# where to put inline co2 diffuser?



## captain_bu (Oct 20, 2007)

Diffusers create a mist effect. Most people that use a diffuser want the mist, it clings to the plants and the leaves absorb the CO2 as the bubbles dissolve.

You can certainly put your inline diffuser on the filter intake. Unless you are running a high bubble rate you should have no problems with the filter locking up.

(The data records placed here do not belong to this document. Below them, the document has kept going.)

PR #644, opened 2021-03-04
Disable build for ORM 5.5 SNAPSHOTS

DavideD:
It causes too many errors at the moment because of this commit in ORM: https://github.com/hibernate/hibernate-orm/commit/ed3bbf15e476b064b6a55a80ac0c1570a4287bf0

I think the solution would be to add similar changes to 5.4 but that requires to wait for the another release.

It's easier to disable it for now


DavideD:
Merged https://github.com/hibernate/hibernate-reactive/pull/644

PR #645, opened 2021-03-04
Better way to disable 5.5 ORM Job

DavideD:
I've just realized that it is possible to disable the job on GitHub, so I've reverted the previous change and
added a comment to the original job.

We can decide later if we want to re-enable it. I will create an issue so that we don't forget.


DavideD:
Aargh... I've also disabled the build for 5.4 SNAPSHOT. Fixing it

DavideD:
Merged https://github.com/hibernate/hibernate-reactive/pull/645
Sorry for the noise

On the other hand putting the diffuser before the filter means that it is going to need cleaning a lot more frequently since any gunk in the water will not have been filtered out before it goes through the diffuser.

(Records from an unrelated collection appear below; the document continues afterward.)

PR #647, opened 2021-03-04
[#642] CockroachDB

### LINKED ISSUE #642: Add CockroachDB to the list of of available databases
Thanks to @conorfarrell-coats, we learnt that we could support CockroachDB as well:
https://github.com/hibernate/hibernate-reactive/pull/640

We should add it to our test suite

DavideD:
There are still a couple of things I need to check but I want to check if it works with CI

Fixes #642


DavideD:
* Identifier generation from the database only works if we do an insert and select id  query. It seems that we can always do that at the moment, so I've removed the check: https://github.com/hibernate/hibernate-reactive/pull/647/commits/e0e3c136f3e1c31e5414e653bb8113dd7f10658c

* CockroachDB seems to have problems with temporary tables. It seems we use them when dealing with hierachies: I've disabled those tests

* Database identifier generation with CockroachDB uses timestamp and it seems to return negative values when the type of the id is not Long

hibernate-reactive-core/src/main/java/org/hibernate/reactive/persister/entity/impl/ReactiveAbstractEntityPersister.java
```diff
@@ -397,14 +397,14 @@ void preInsertInMemoryValueGeneration(Object[] fields, Object object,
...
-			//use an extra round trip to fetch the id
-			generatedIdStage =  connection.update( sql, params )
-					.thenCompose( v -> connection.selectIdentifier( delegate().getIdentitySelectString(), EMPTY_OBJECT_ARRAY ) );
-		}
+//		}
+//		else {
+//			//use an extra round trip to fetch the id
+//			generatedIdStage =  connection.update( sql, params )
+//					.thenCompose( v -> connection.selectIdentifier( delegate().getIdentitySelectString(), EMPTY_OBJECT_ARRAY ) );
+//		}
```
gavinking, line 407: What's the reason for this change?

DavideD: When we use the extra trip the the identity generation test fails.

But why we do it? All the other databases support the single query insert select or similar

DavideD:
> [DavideD](/DavideD) requested a review from [gavinking](/gavinking) [13 seconds ago](#event-)

Sorry, didn't mean to ask for a review right now

hibernate-reactive-core/src/main/java/org/hibernate/reactive/persister/entity/impl/ReactiveAbstractEntityPersister.java
gavinking: OK, I thought we needed that on MySQL, but if we don't that's fine.

gavinking: Oh now I just read your very clear commit message and now I understand. I had actually misinterpreted the change. So actually this was a good catch! 👍

gavinking:
> CockroachDB seems to have problems with temporary tables. It seems we use them when dealing with hierachies: I've disabled those tests

Yeah, that should be just the HQL build update queries. It looks like you've just disabled those tests, which is fine.

gavinking:
> Database identifier generation with CockroachDB uses timestamp and it seems to return negative values when the type of the id is not Long

That sounds a bit weird. I wonder if that's what it does in my dialect for H6, or is it just like that in H5?

gavinking:
> Database identifier generation with CockroachDB uses timestamp

Rm, according to `CockroachDB1920IdentityColumnSupport` in H5 it should be `serial4` or `serial8`. So I'm not sure I've understood your comment.

hibernate-reactive-core/src/main/java/org/hibernate/reactive/provider/service/NoJdbcEnvironmentInitiator.java
```diff
@@ -129,6 +130,9 @@ else if ( url.startsWith("postgresql:") || url.startsWith("postgres:") ) {
 		else if ( url.startsWith("db2:") ) {
 			return  DB297Dialect.class;
 		}
+		else if ( url.startsWith("cockroachdb:") ) {
+			return  CockroachDB192Dialect.class;
```
gavinking, line 134: @DavideD I think this should be `CockroachDB201Dialect`, the latest version.

gavinking (changes requested):

hibernate-reactive-core/src/main/java/org/hibernate/reactive/provider/service/NoJdbcEnvironmentInitiator.java
DavideD: Thanks, I will fix it

DavideD:
> Rm, according to `CockroachDB1920IdentityColumnSupport` in H5 it should be `serial4` or `serial8`. So I'm not sure I've understood your comment.

Mmh.. yeah... it's one of those area that I need to look a bit better

DavideD:
I think this is now ready to be merged:

* The issue with temporary tables is solved by [enabling the feature in CockroachDB at startup](https://github.com/hibernate/hibernate-reactive/pull/647/files#diff-62ba851bfffa2cc562e718c4bf8b23d4edf742bd218d17e566eb670dbb948548R58);
* The problem with the id was on our side, when the id is too big for the desired type we do a narrow primitive type conversion. I've changed it so that [now we throw an exception](https://github.com/hibernate/hibernate-reactive/pull/647/commits/557a913e20841ce71689153018bcf6e45f3872ea). I suspect the right solution would be to reuse the casting`IdentifierGeneratorHelper` class in ORM, but it should be good enough for now;
* A user can use the scheme `cockroachdb` in the url but it should also work if they specify `postgres` and select the CockroachDB dialect;
* The credentials for CockroachDB we  use for testing are different than the ones for the other datastores because we are running it in insecure mode. I could replace the name of the dabatase to keep it consistent but, ultimately, it doesn't seem worth the effort for now;
* The first three commits are not really related to this PR, but I've noticed those changes while I was working on it and decided to include them anyway.

Ultimately, this PR is a bit bigger than I've anticipated but I've tried to keep the commits self contained hoping that it will make it easier to follow the logic of the changes.

gavinking (approved):
Looks great to me: merge it!

DavideD:
Merged https://github.com/hibernate/hibernate-reactive/pull/647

If you don't like the look of CO2 mist you could always build or buy a reactor to use instead, no more bubbles.


----------



## divy (Mar 21, 2008)

Thanks for the reply,

Im going to put it before the intake of the filter and see if the filter makes noise from co2 build up, and you make a great point about the diffuser blocking up

Ill still most likely go for a reactor,
but i have a few q's if thats cool

First is some of the reactors ive seen have bioballs in them and the diy ones i cant see if anything is in them so im wondering some type of media is a must correct? to brake up the co2 bubbles?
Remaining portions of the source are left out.